Cognition and perception are both elements of the often messy phrase emotional intelligence. “Emotional intelligence is still a bit of a Rorschach,” said David Caruso, a psychologist ​​who co-founded the Emotional Intelligence Skills Group and is a research affiliate at the Yale Center for Emotional Intelligence.

Caruso and his colleagues describe emotional intelligence very specifically as four emotion abilities based on the work of psychologists Peter Salovey and John D. Mayer. Briefly, they are the ability to accurately perceive your own and others’ emotions; the ability to have your emotions facilitate thought; the ability to understand emotions, alongside their specific causes and trajectories; and lastly, the ability to manage your emotions in a variety of situations. Emotional intelligence is not just perceiving emotions alone or understanding them alone, but all those skills put together. 
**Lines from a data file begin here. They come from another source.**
PR #645, opened 2016-06-09
Type safety for paths

andorp:


fisx:
I merged master, and found a few things in path that I would like to see cleaned up.  Mostly it's documentation of function names that are not self-explanatory, and I think we should pay more attention to the order in which we define and then export things.

@andorp could you take another look at `git grep TODO src/Frontend/Path.hs`?

andorp:
@fisx: Please review, I did a rebase.

Issue #578, opened 2016-05-26
refresh after click is wobbly.


fisx:
sometimes, the reload fetches the old page before the server can update.  is there a way to wait until the post request triggered by the click returns, and only trigger the reload then?

fisx:
I suspect `runPostHandler` in #648 triggered the death of the already fragile way of doing server communication we've come up with in `static/js/custom.js:reloadOnClick` and `src/Lucid/Missing.hs:postButton_`.  I don't understand why, but I think this is a good time to find a better fix.

I propose to change `reloadOnClick` as follows:

1. inspect `event.currentTarget.parentElem` to get to the contents of the form.
1. construct an ajax request and and it to the server asynchronously.
1. in doing so, register a success event handler that triggers the reload.
1. `event.preventDefault(); event.stopImmediatePropagation(); event.stopPropagation();` as necessary.

this will get rid of the race condition and avoid unnecessary waiting.  and it should solve whatever is going wrong in the tip of #648.

PR #648, opened 2016-06-10
Authorization Part 2

np:


np:
Only the last commit (b8272517b1aae1bdee09c3b44d3b8dd4a0ba9be3) is to be reviewed.

np:
I mean it is not finished at all but I'm open to remarks.

fisx:
so the test suite error is "aula-eventlog.json no such file".  `aulaServerWithEventLog` did set up the event log and remove the file, and it appears that somewhere in this PR the server starts to write to the event log less, so the file doesn't get recreated.

hypothesis: the initial test data is still added to the server, but something changed in the writing of the event protocol.  either the events aren't logged any more, or something goes wrong while that happens and we don't detect it.

i may be still far off, though.  need to read up on what I did so many days ago...

src/Access.hs
```diff
@@ -402,6 +412,28 @@ authNeedCaps needCaps' getCapCtx = authNeedPage $ \_ p ->
...
+authNeedCaps :: [Capability] -> Getter p CapCtx -> AccessCheck p
+authNeedCaps needCaps getCapCtx = authNeedPage $ \_ p -> authNeedCaps' needCaps (p ^. getCapCtx)
+
+makeLenses ''NeedCap
+makePrisms ''NeedCap
+
+makeLenses ''DelegateTo
+makePrisms ''DelegateTo
+
+-- FIXME: dependent types needed here
```
fisx: This is not a FIXME for aula, but for ghc...

fisx: (it's great to have dependent type signatures in comments, though.)

src/Frontend/Core.hs
```diff
@@ -125,6 +129,8 @@ type instance CaptureData User               = AUID User
 type instance CaptureData IdeaJuryResultType = IdeaJuryResultType
 type instance CaptureData Role               = Role
 
+data PostResult a = UnsafePostResult
```
fisx: why is this unsafe?

src/Frontend/Core.hs
```diff
@@ -401,33 +464,36 @@ form formHandler = getH :<|> postH
 -- | Wrap anything that has 'ToHtml' and wrap it in an HTML body with complete page.
 data Frame body
     = Frame { _frameUser :: User, _frameBody :: body, _frameMessages :: [StatusMessage] }
-    | PublicFrame               { _frameBody :: body, _frameMessages :: [StatusMessage] }
+    | PublicFrame               { _frameBody :: body, _frameMessages :: [StatusMessage] } -- TODO remove messages
```
fisx: what does this TODO mean?

src/Frontend/Core.hs
np: By unsafe I mean that there should not be more occurrences of it. The goal of this type is to make sure one call `runPostHandler` .

src/Frontend/Core.hs
np: I'm not really sure it makes sense to display messages to not logged in users. If the user is not logged in then the user state is empty therefor the list of messages is empty therefore we don't need to have it here.

src/Frontend/Core.hs
fisx: ah, i see.  like this?: https://github.com/liqd/aula/pull/648/commits/e95c58c0bbc8222c6974e9f11241164664dfd6f5

src/Frontend/Core.hs
fisx: I think it does make sense:

https://github.com/liqd/aula/pull/648/commits/5a953e2e65ca6fcb11ee497e5e968f43e70b3529

any objections?

src/Frontend/Core.hs
```diff
@@ -240,6 +249,42 @@ instance Page p => Page (Frame p) where
...
+instance (KnownSymbol s, Page a) => Page (QueryParam s b :> a) where
+    isAuthorized = error "IMPOSSIBLE"
+
+instance Page a => Page (FormReqBody :> a) where
+    isAuthorized = error "IMPOSSIBLE"
+
+instance Page a => Page (Get c a) where
+    isAuthorized = error "IMPOSSIBLE"
+
+instance Page a => Page (Post c a) where -- TODO
```
fisx: is there a reason why `Get` above doesn't get a `TODO`, but `Post` and `PostResult` do?

fisx:
i think we are getting closer to something that we can start cleaning up.  (-:

fisx:
re. e3ba4f9: it would be nice to have a debug log entry for every call to runHandler' that contains the type rep of the page.  that would justify keeping the Typeable constraint around everywhere.

src/Frontend/Core.hs
```diff
@@ -154,6 +154,22 @@ type GetH = Get '[HTML, PlainText]
 type PostH p = Post '[HTML] (PostResult p)
 type FormHandler p = FormH '[HTML, PlainText] (Frame (FormPageRep p)) (FormPageResult p)
 
+-- | A void type for end-points that respond with 303 and thus never return any values.
+data Redirect
```
fisx: We could introduce a smart constructor `redirect :: URL -> Redirect` that throws an exception.  (thanks @np)

src/Access.hs
```diff
@@ -369,6 +369,11 @@ data NeedCap (cap :: Capability) = NeedCap { _needCapCtx :: CapCtx }
 data NeedAdmin = NeedAdmin  -- TODO: should constructors 'NeedAdmin', 'NeedCap', ... be renamed 'unsafe*'?
   deriving (Generic)
 
+-- | TODO: should this go elsewhere?  is it a function we want to have around?  is it implemented right?
+adminIsAuthorized :: Applicative m => AccessInput p -> m AccessResult
+adminIsAuthorized (LoggedIn u _) | u `hasRole` Admin = accessGranted
+adminIsAuthorized _                                  = accessDenied Nothing
+
```
np: use `adminPage` instead.

src/Access.hs
```diff
@@ -429,8 +431,8 @@ makePrisms ''NeedCap
 makeLenses ''DelegateTo
 makePrisms ''DelegateTo
 
--- FIXME: dependent types needed here
-needCap :: {-cap :: -}Capability -> AccessCheck (NeedCap cap)
+-- (the type signature would be more interesting with dependent types.)
```
np: There is a way to fake this kind of dependent type in Haskell but this might not be worth the effort.
The issue here being that: `needCap CanEdit :: AccessCheck (NeedCan CanVote)`

src/Frontend/Core.hs
```diff
@@ -467,10 +468,11 @@ data Frame body
     | PublicFrame               { _frameBody :: body, _frameMessages :: [StatusMessage] } -- TODO remove messages
   deriving (Show, Read, Functor)
 
--- The first function 'mp' computes the page from the current logged in user.
--- WARNING, 'mp' CAN be run before authorization, this 'mp' SHOULD NOT modify the state.
--- The second function 'mr' computes the result and performs the necessary action on the
--- state.
+-- | Check authorization of a page action and wrap the page in a 'Frame'.  Returns a new action.
```
np: This is actually not putting the Frame, runHandler does that.

src/Frontend/Core.hs
```diff
@@ -253,31 +253,34 @@ instance Page p => Page (Frame p) where
...
-    isAuthorized = error "IMPOSSIBLE"
+    isAuthorized = error "IMPOSSIBLE: instance Page a => Page (Get c a)"
 
-instance Page a => Page (Post c a) where -- TODO
-    isAuthorized = error "IMPOSSIBLE"
+instance Page a => Page (Post c a) where -- TODO: we should probably not have this instance, then we
+                                         -- won't be able to accidentally sneak in an unprotected
+                                         -- 'Post' handler.  ame with 'Get' above and 'PostResult'
+                                         -- below.
+    isAuthorized = error "IMPOSSIBLE: instance Page a => Page (Post c a)"
```
np: I propose to make a single instance for `Page c (PostResult a)` instead of two. We get the guarantee that `Post` cannot be used as-is.

fisx: sounds good!

src/Access.hs
np: Also `adminPage` is redirecting to the login page if the user is not logged in.

fisx: that's at least as good as what i did here.  i just didn't think about it.  (-:

src/Frontend/Core.hs
```diff
@@ -150,9 +167,20 @@ instance Aeson.ToJSON (PostResult a) where toJSON = Aeson.gtoJson
...
 -- for more details).
-type GetH = Get '[HTML, PlainText]
-type PostH p = Post '[HTML] (PostResult p)
-type FormHandler p = FormH '[HTML, PlainText] (Frame (FormPageRep p)) (FormPageResult p)
+type GetH p = Get '[HTML, PlainText] (GetResult p)
+type PostH' p r = Post '[HTML, PlainText] (PostResult p r)
+type PostH p = PostH' p ()
+type FormHandler p =
+       GetH (Frame (FormPageRep p))
+  :<|> FormReqBody :> PostH' (Frame (FormPageRep p)) (Frame (FormPageRep p)) -- Redirect
```
fisx: why can't we use type `Redirect` type here, then?  (just trying to understand.)

src/Frontend/Core.hs
```diff
@@ -282,35 +310,36 @@ instance (KnownSymbol s, Page a) => Page (Capture s c :> a) where
...
     isAuthorized = error "IMPOSSIBLE: instance Page a => Page (FormReqBody :> a)"
 
-instance Page a => Page (Get c a) where
-    isAuthorized = error "IMPOSSIBLE: instance Page a => Page (Get c a)"
+-- We must not generalize this instance to a `Page (Get c a)` instance.
+instance Page a => Page (Get c (GetResult a)) where
+    isAuthorized = error "IMPOSSIBLE: instance Page a => Page (Get c (GetResult a))"
+
+-- We must not generalize this instance to a `Page (Get c a)` instance.
+instance Page a => Page (Get c (Frame a)) where
```
fisx: does this mean that `Frame` is part of the security mechanism?  i think i'm asking weird questions.  bear with me.  (-:

src/Frontend/Core.hs
```diff
@@ -499,6 +501,9 @@ form formHandler = getH :<|> postH
         v <- getForm fa (processor1 page)
         pure $ FormPageRep v fa page
 
+    -- If form is not filled out successfully, 'postH' responds with a new page to render.  This
+    -- makes it impossible to re-use 'runPostHandler': we need the user info and the page computed
+    -- pre-authorization and forwarded by 'coreRunHandler'.
```
fisx: i'm undecided if this text clarifies or confuses things?

src/Backend.hs
```diff
@@ -44,20 +44,32 @@ type DelegationsApi = GetJ DelegationNetwork
...
+instance Page NeedEmptyUserMap where
+    isAuthorized = publicPage
+{-
+    FIXME: since we don't have access to the db here.
+    isAuthorized _ = do
+        noUsers <- query $ views dbUserMap Map.null
+        if noUsers
+            then accessGranted
+            else accessDenied $ Just "Can only be used when there are no users!"
+-}
```
fisx: In thentos, we have a credential *is coming from localhost*.  I like this better because it doesn't require any additional work to avoid having to race attackers after deployment.  For now I'd like to leave this a FIXME, but I'll add this thought to it.

Makefile
```diff
@@ -71,9 +72,11 @@ wc:
...
 
 content:
-	curl -XPOST http://localhost:8080/api/manage-state/create-init
-	curl -XPOST http://localhost:8080/api/manage-state/create-demo
-	curl -XPOST http://localhost:8080/api/manage-state/create-votes
+	curl -XPOST $(AULA_URL)/api/manage-state/create-init
+	curl -c cookie-jar -F /login.user=admin -F /login.pass=pssst $(AULA_URL)/login
+	curl -b cookie-jar -XPOST $(AULA_URL)/api/manage-state/create-demo
+	curl -b cookie-jar -XPOST $(AULA_URL)/api/manage-state/create-votes
+	rm cookie-jar
```
fisx: awesome!  i've wanted to figure out how to do this for a long time.  thank you!  (-:

fisx:
manual testing:

```
$ make content
curl -XPOST http://localhost:8080/api/manage-state/create-init
[]curl -c cookie-jar -F /login.user=admin -F /login.pass=pssst http://localhost:8080/login
curl -b cookie-jar -XPOST http://localhost:8080/api/manage-state/create-demo
[]curl -b cookie-jar -XPOST http://localhost:8080/api/manage-state/create-votes
Rolle Administrator benötigt.rm cookie-jar
```

fisx:
when deleting an idea as moderator, we end on a blank page.  looks like a `toHmtl ()`.  perhaps something wrong with the redirect?  same symptom with comment votes.

fisx:
i put a `sleep 1` into the Makefile rule and can't see the message any more.

src/Frontend/Core.hs
np: Redirect looks like a good fit for the second parameter of `PostH'` (which could replace `PostH` if we add `()` at a few places). However this does not work because of validation errors, in case of errors we do not redirect but display `Frame (FormPageRep p)`.

fisx:
can't reproduce it without the `sleep 1` any more now either.  strange!

fisx:
the issue with (probably) `runPostHandler` is indeed only reproducible on this branch, but not on master.  i'll investigate.

src/Frontend/Core.hs
np: This might be worth a second try what breaks if you remove it?

fisx: good idea.  nobody misses anything.  (-:

fisx:
outsourced the problem to #578.

so...  LGTM!

andorp:
LGTM too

“What emotion-regulation literature tells us is that the most important thing is that a person has a really rich toolkit of how they deal with their emotions,” Chentsova Dutton said. “They are all, in some situations, effective. What I worry about with these videos is they are saying, `Don't use that tool; use this tool.’”
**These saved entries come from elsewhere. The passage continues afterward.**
PR #642, opened 2016-06-09
Email based reset password page

andorp:
~~Fixes #605.  Fixes #574.~~

obsoleted by #723

PR #657, opened 2016-06-14
Redirect to spaces after changing initial password.

andorp:


fisx:
LGTM.

caveats:

1. we will need to touch this again in #642 
1. if we move away from this page without changing the initial password and come back later, we get redirected to the idea space overview on change, even though we have visited the page deliberately, not for finalizing login.

both minor points though.  merging.  thanks!

PR #663, opened 2016-06-15
Allow pages to have extra footer elems rather than page headers.

fisx:
i hear this is how js people load code these days, and we're only using it for that.


andorp:
LGTM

Handling your emotions in one way all the time is probably a bad idea, Nook said. What these videos might do is help people to recognize emotional complexity and inquire what tools they frequently rely on—whether that means constantly getting in your head about what you’re feeling or, on the flip side, avoiding any critical thinking at all. 

The prompt to “feel your feelings” not only brings conversation of emotions to the fore but also organically reproduces the same discussions about our emotions that have troubled people for a long time. Whether we have definite answers about the best way to feel, we do know that we share many of the same feelings about feelings. 

“Scholars have had all these theories of emotions, and we debate about them,” Chentsova Dutton said. “But we forget that people have their private theories too, and they're always updating them. In these videos, you see them doing just that.”